EXAMPLE - I addressed Cherry Hills Drive last spring, roughly 40 houses. House 1 had chlorotic River Birch in the front yard. I took a digital photo of their tree and inserted into the OFFICE document printed with my contact info (no prices). House 1 called and I sold a $57 iron treatment. House 2 had Pine Needle Scale - photo, insert, print and, again, waited for the call. I spent 1hr 30mins and about $40 in supplies. The 32 call backs i received had already decided that my service was needed and had yet to speak with me once. These were 32 customers that may have never called as they were not aware of the problem or that my service was even available. This spring those small customers received inspection reports and larger contracts.

6. Add an item at the end of each contract that offers a $25 inspection of the entire property the year following the original pruning. They can always say no to that item. If they say yes, you will not only have an opening to sell more work next year but get paid for your time as well.


Feel free to contact me at [email protected]. I am always excited to help others grow as a professional Arborist.


----------



## EcoArboristBill (Jan 26, 2010)

Very good Arborsmith. I'm sure I'll take you up on your offer soon, For now I will work on the suggestions you offered.
:yourock:


----------



## captndavie (Feb 6, 2010)

Work with your County Ranger from the NCFS. They could add a lot of credability to your level of work.
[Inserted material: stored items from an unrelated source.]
PR #748, opened 2022-03-14
[common library] Add common library cluster helper

alvarocabanas:
Add common library cluster helper

### DIFF
--- a/library/CHART-TEMPLATE/templates/deployment.yaml
+++ b/library/CHART-TEMPLATE/templates/deployment.yaml
@@ -35,9 +35,6 @@ spec:
             {{- toYaml .Values.securityContext | nindent 12 }}
           image: {{ include "common.images.image" ( dict "imageRoot" .Values.image "context" .) }}
           imagePullPolicy: {{ .Values.image.pullPolicy }}
-          env:
-            - name: CLUSTER_NAME
-              value: {{ include "common.cluster" . }}
           ports:
             - name: http
               containerPort: 80
@@ -53,6 +50,8 @@ spec:
           resources:
             {{- toYaml .Values.resources | nindent 12 }}
           env:
+            - name: CLUSTER_NAME
+              value: {{ include "common.cluster" . }}
             - name: MY_APP_NON_OPTIONAL_ENV_VAR
           {{- with include "common.proxy" . }}
             - name: MY_APP_PROXY_URL


library/common-library/templates/_cluster.tpl
```diff
@@ -0,0 +1,17 @@
...
+Return the cluster
+*/}}
+{{- define "common.cluster" -}}
+    {{- if .Values.cluster -}}
+        {{- .Values.cluster -}}
+    {{- else if .Values.global -}}
+        {{- if .Values.global.cluster -}}
+            {{- .Values.global.cluster -}}
+        {{ else }}
+            {{- "" -}}
```
roobre, line 11: Do we need these `else ""` constructs? In my past experience it was fine to simply omit them, Helm will render nothing by default which should be evaluated to `false`.

library/CHART-TEMPLATE/tests/common_images_pull_secrets_test.yaml
```diff
@@ -4,17 +4,18 @@ templates:
 release:
   name: my-release
   namespace: my-namespace
-set:
 tests:
   - it: does not set imagePullSecrets if not specified
     set:
+      cluster: test-cluster
```
roobre, line 10: Why do we need to set `cluster: test-cluster` for _all_ test cases?

library/common-library/templates/_cluster.tpl
kang-makes: The helper will return an empty string if you print nothing. This is redundant. No helper has those so I would remove this.

kang-makes (commented):
I just pointed a few nits :)

library/common-library/templates/_cluster.tpl
alvarocabanas: oks, I will remove it

library/CHART-TEMPLATE/tests/common_images_pull_secrets_test.yaml
alvarocabanas: removed

library/common-library/templates/_cluster.tpl
alvarocabanas: done

library/CHART-TEMPLATE/tests/common_cluster_test.yaml
```diff
@@ -0,0 +1,30 @@
...
+release:
+  name: my-release
+  namespace: my-namespace
+set:
+tests:
+  - it: sets null as cluster name if not specified
+    asserts:
+      - equal:
+          path: spec.template.spec.containers[0].env[0].value
+          value: null
```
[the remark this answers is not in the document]
alvarocabanas: done

library/common-library/templates/_cluster.tpl
```diff
@@ -0,0 +1,13 @@
...
+Return the cluster
+*/}}
+{{- define "common.cluster" -}}
+    {{- if .Values.cluster -}}
+        {{- .Values.cluster -}}
+    {{- else if .Values.global -}}
+        {{- if .Values.global.cluster -}}
+            {{- .Values.global.cluster -}}
+        {{- end -}}
+    {{- end -}}
```
paologallinaharbur, line 11: I believe we discussed this already, therefore I am just double-checking.
We decided not to fail here and to leave the decision to each chart, rigt?

paologallinaharbur (approved):
Just a small doubt, everything else looks good!

library/common-library/templates/_cluster.tpl
alvarocabanas: yes

PR #486, opened 2017-07-11
drop shelljs and use os.hostname().

jessp01:


common/utils/hostname.js
```diff
@@ -40,7 +39,7 @@ function getLocalMachineFullHostname() {
     else
     {
         // On Linux
-        var hostnameCmd = shell.exec('hostname -f');
+	var hostnameCmd = os.hostname(); 
         if (hostnameCmd.code !== 0)
```
kalturaguy: currently, we keep the full name in the DB and all API are using the full name, os.hostname  doesn't...

jessp01: I see... if you need the FQDN, then I recommend you use:
https://www.npmjs.com/package/node-fqdn

jessp01:
Hi @kalturaguy,

Seems OK to me. Certainly better than requiring shelljs. Go ahead and merge.

PR #489, opened 2017-07-12
Should not explicitly call python2.7

jessp01:
For one thing, just because the minimum version we require is python
2.7, does not mean we won't be able to work with say Python 2.8 or even
Python 3.

The packaging handles dep declarations and ensures the required python
package is deployed and is first in PATH so that invoking ```python```
shall exec the correct version.

When using RHEL/CentOS and the python27 package (which indeed, the
liveRecorder/serviceWrappers/linux/liveRecorder also relies on, see line
26: . /opt/rh/python27/enable):
/opt/rh/python27/root/usr/bin/python
lrwxrwxrwx. 1 root root 7 Jul 11 10:47 /opt/rh/python27/root/usr/bin/python -> python2
lrwxrwxrwx. 1 root root 9 Jul 11 10:47 /opt/rh/python27/root/usr/bin/python2 -> python2.7

so invoking ```python``` shall result in
/opt/rh/python27/root/usr/bin/python2.7 being called.

On Debian/Ubuntu:
Python 2.7.6
python-minimal: /usr/bin/python
/usr/bin/python2.7

So again, same story.

### DIFF
--- a/liveRecorder/ZombieEntryCatchers.py
+++ b/liveRecorder/ZombieEntryCatchers.py
@@ -1,4 +1,4 @@
-#!/usr/bin/env python2.7
+#!/usr/bin/env python
 import time
 import logging.handlers
 import os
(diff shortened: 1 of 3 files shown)


kalturaguy:
already merged with #491

PR #498, opened 2017-07-18
PLAT-7663: directories of if incoming should be sorted by creation time

noam-arad:


liveRecorder/Tasks/TaskRunner.py
```diff
@@ -97,8 +97,8 @@ def schedule_job(self):
             time.sleep(1)
 
     def move_and_add_to_queue(self, src_dir):
-
-        for directory_name in os.listdir(src_dir):
+        file_list = self.getSorterFileList(src_dir)
```
kalturaguy: would add a comment why we sort (avoid starvation...)

liveRecorder/Tasks/TaskRunner.py
```diff
@@ -227,3 +227,17 @@ def safe_move(self, src, dst):
 
         except Exception as e:
             self.logger.error("Failed to move %s to %s : %s \n %s", src, dst, str(e), traceback.format_exc())
+    def getSorterFileList(self, src_dir):
+        file_list = os.listdir(src_dir)
+        file_list_with_ctime = []
+        for path in file_list:
```
kalturaguy: usually i prefer:
file_list_with_ctime = [ (path,os.stat(src_dir + '/' + path).st_ctime) for path in file_list]

liveRecorder/Tasks/TaskRunner.py
```diff
@@ -227,3 +227,17 @@ def safe_move(self, src, dst):
...
+            full_path = src_dir + '/' + path
```
kalturaguy: use os.path.join for joining paths (safer in case of extra/missing /)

And may have some pamplets that you could use to show your points.


----------



## EcoArboristBill (Feb 8, 2010)

I'll look him up and see what we can do to help each other out, thanks.


----------



## af7850 (Feb 12, 2010)

Can you elaborate on your current consulting techniques? Let's take a look at what you're doing now, and see if we can improve your sales method. 
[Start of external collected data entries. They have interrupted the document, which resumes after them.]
PR #502, opened 2017-07-21
Fixes

jessp01:


build_scripts/build_addon.sh
```diff
@@ -80,12 +80,12 @@ pushd ${ADDON_PATH}
 	echo "Start node-gyp build. ${GYP_DEBUG}"
 	node-gyp build ${GYP_DEBUG} -v
 
-    if [ -r "build/${BUILD_CONF}/lib.target/${FORMAT_CONVERTER_BIN}"  ]; then
-		echo "cp build/${BUILD_CONF}/lib.target/${FORMAT_CONVERTER_BIN} ${PRODUCT_ROOT_PATH}/bin/FormatConverter.node${DEBUG_EXT}"
```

I can pretty consistently out-sell even the most well-known companies in my area, even though my prices are higher, and I maintain industry standards at all times. It's very important to be yourself, so my exact method may not work for you; but rest assured - it is very possible to sell based on quality instead of price.

So, what do you do when you meet a new client for the first time? Or better yet, what happens the very first time you have contact with a new prospect?


----------